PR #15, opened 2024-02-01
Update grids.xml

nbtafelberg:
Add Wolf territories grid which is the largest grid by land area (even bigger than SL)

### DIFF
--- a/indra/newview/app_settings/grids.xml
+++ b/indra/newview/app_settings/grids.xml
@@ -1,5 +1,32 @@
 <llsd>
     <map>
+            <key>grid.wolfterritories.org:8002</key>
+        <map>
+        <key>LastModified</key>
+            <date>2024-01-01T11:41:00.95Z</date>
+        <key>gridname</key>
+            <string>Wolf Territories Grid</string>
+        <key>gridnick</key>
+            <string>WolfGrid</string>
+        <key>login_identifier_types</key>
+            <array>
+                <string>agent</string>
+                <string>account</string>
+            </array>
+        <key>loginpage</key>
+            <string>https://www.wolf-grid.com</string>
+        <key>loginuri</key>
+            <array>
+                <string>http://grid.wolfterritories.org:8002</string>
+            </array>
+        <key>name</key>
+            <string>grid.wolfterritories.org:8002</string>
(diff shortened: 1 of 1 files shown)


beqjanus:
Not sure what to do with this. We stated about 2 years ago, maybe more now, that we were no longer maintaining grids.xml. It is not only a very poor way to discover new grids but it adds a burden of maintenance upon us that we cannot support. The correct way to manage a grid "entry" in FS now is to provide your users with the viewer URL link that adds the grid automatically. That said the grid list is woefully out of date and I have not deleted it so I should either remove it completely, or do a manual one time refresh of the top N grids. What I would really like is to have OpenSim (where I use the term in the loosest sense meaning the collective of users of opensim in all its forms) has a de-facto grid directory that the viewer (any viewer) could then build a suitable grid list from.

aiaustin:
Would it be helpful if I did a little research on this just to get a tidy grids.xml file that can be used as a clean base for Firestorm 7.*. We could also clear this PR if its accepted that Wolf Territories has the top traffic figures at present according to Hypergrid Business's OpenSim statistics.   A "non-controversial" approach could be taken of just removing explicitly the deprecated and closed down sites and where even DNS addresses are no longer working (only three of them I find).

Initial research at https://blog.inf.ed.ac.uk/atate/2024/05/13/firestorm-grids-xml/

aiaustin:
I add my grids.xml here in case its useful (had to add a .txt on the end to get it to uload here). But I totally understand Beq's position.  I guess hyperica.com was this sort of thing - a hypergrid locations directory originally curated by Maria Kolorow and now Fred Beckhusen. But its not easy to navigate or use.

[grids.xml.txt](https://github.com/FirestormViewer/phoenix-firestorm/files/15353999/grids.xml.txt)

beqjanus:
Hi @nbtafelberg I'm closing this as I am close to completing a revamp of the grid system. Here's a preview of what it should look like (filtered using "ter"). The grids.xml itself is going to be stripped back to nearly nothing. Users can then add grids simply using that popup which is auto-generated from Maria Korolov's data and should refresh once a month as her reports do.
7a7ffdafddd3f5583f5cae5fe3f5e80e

----

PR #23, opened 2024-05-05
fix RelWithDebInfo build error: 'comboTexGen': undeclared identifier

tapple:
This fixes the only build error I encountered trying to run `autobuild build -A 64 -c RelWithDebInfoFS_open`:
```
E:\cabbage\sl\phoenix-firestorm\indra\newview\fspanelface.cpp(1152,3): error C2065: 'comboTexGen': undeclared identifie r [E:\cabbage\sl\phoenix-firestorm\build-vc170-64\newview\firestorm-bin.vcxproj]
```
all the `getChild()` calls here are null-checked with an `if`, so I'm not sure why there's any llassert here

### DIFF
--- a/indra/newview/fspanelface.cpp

----

• INSTRUCTIONS TO FOLLOW: Out of the records above, pull the lines that include the word "from".

• TASK OUTPUT:
Not sure what to do with this. We stated about 2 years ago, maybe more now, that we were no longer maintaining grids.xml. It is not only a very poor way to discover new grids but it adds a burden of maintenance upon us that we cannot support. The correct way to manage a grid "entry" in FS now is to provide your users with the viewer URL link that adds the grid automatically. That said the grid list is woefully out of date and I have not deleted it so I should either remove it completely, or do a manual one time refresh of the top N grids. What I would really like is to have OpenSim (where I use the term in the loosest sense meaning the collective of users of opensim in all its forms) has a de-facto grid directory that the viewer (any viewer) could then build a suitable grid list from.
Hi @nbtafelberg I'm closing this as I am close to completing a revamp of the grid system. Here's a preview of what it should look like (filtered using "ter"). The grids.xml itself is going to be stripped back to nearly nothing. Users can then add grids simply using that popup which is auto-generated from Maria Korolov's data and should refresh once a month as her reports do.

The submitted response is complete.